А он бесхитростно верил в живой мир, непостижимый и чудесный, полный светлого дыхания Воскресшего, потому и не предавал большевикам своего живого человеческого дыхания и тащился так несуразно, куда глаза глядят, по всей России, с двумя детьми, мешком и жестяным чайником (сундучок давно был украден).

И когда он был сыт или в тепле, когда, разогретый сном, с силой откидывал он назад, под голову, мальчишеские руки, наполняло его странное чувство благодарности и доверия Кому-то, точно он погружался в освежающие, прозрачные, бездонные воды. И он понимал, что Кто-то и есть Сын Божий, Сын Человеческий.

То же прозрачное чувство благодарности Кому-то (невидимому, общее чувство человеческое) было последним чувством у мальчика с неживыми ногами, цесаревича Алексея, когда его носил по комнатам Ипатьевского дома матрос Клементий Нагорный. Мальчик знал особое теплое место у щетинистой щеки матроса и запах его покойной силы, напоминавший яхту «Штандарт», воздух финских шхер. Цесаревич прижимался так крепко к верному матросу, точно весь свет, все добро мира сосредоточилось в этом сероглазом простом человеке.

Цесаревич Алексей был такой же подросток, как сын петербургского чинуши Пашка или деревенский парнишка Санька Тимофеев. Цесаревичу, как и Пашке, едва только открывался белый свет одним любопытным, добрым чудом. Как все подростки на свете, он любил игры, собак, зверюг, Жюль Верна и Густава Эмара, а больше всего полковые оркестры, солдат и матросов. В Ливадии он угощался у кухонь солдатским черным хлебом и после пробы щей из котла обязательно облизывал деревянную ложку так же, как пехотный стрелок в скатанной шинели, какого он видел где-то на летних маневрах. Ко всем простым людям, особенно к солдатам, он чувствовал полное и благодарное доверие, как будто они несли в себе все добро, всю милость мира.
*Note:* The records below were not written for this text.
PR #16474, opened 2025-07-01
Fix for embed issues in safari

deanhannigan:
## Description
Embedded apps weren't loading in Safari due to issues with CSP violations. The main culprit was the injection of iframes by svelte. Using the svelte bindings `bind:clientWidth`, `bind:clientHeight`, `bind:offsetWidth` or `bind:offsetHeight` will inject an iframe into the app, which it uses to monitor these values. This was more of an issue for newer apps because the bindings are used in our new default layout `GridContainer`. It also affects two deprecated components: `Table (Original)` and `Section`

The iframe svelte injects:
- `data:text/html,<script>onresize=function(){parent.postMessage(0,'*')}</script>`
- This both requires `data:` in the `frame-src` and the `<script>` element doesn't have a nonce. Both conflict with the CSP and Safari has issues loading the app.

This replaces all instances of the svelte bindings removes any need for changes to our CSP at all.

## Addresses
- https://linear.app/budibase/issue/BUDI-9439/ios-safari-browser-dont-show-an-iframes-content

## App Export
- Sample app from @ConorWebb96 containing `Table` and `Section` components.
- [everything-export-1751362759916.tar.gz](https://github.com/user-attachments/files/20997149/everything-export-1751362759916.tar.gz)

## Launchcontrol
Fix for embed CSP issues cause problems for Safari


samwho:
I had a look and don't see a whole lot that I can really comment on, so I'm going to rely on Cheeks here for review.

packages/bbui/src/Table/Table.svelte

Аглая с Нютой были так же расстреляны в Лопарцах, как великая княжна Ольга или Татьяна в Ипатьевском доме, и государя и цесаревича расстреляли так же, как черноволосого мужика Тимофея или штабс-капитана Сафонова.

Высшей мерой, единственной истиной над всеми, коммунисты поставили смерть. Они так и называли расстрел «высшей мерой». Но человеческая душа, непобедимая, живая, все таилась и в Пашке Маркушине, и в Андрее Степановиче, ушедшем от матросской облавы, в Саньке, который уже никогда не забудет, как лежал во дворе убитый отец, в Любе Сафоновой, пробившейся к белым, в Ванятке, кому кажется все чаще в утреннем сумраке, да зачем же вертится впустую, на холостом ходу, вся эта советская чертовщина, и в его отце – старом слесаре, и в сапожнике Потылицыне, может быть, еще не расстрелянном, и в матросе Ганькове, который все думает-передумывает, и в неизвестном ефрейторе, потерянном Пашкой, и в миллионах, миллионах живых существ человеческих, застигнутых советской властью.

Жизнь уступала большевикам вовне, но внутри, в себе, не сдавалась отнюдь. Жизнь была только беспощадно загнана большевиками во внутреннее подполье, какое каждый теперь носил в себе.

Так была загнана жизнь и Отто Вегенера, отбывавшего по приговору революционного трибунала ссылку на десять лет на принудительные работы.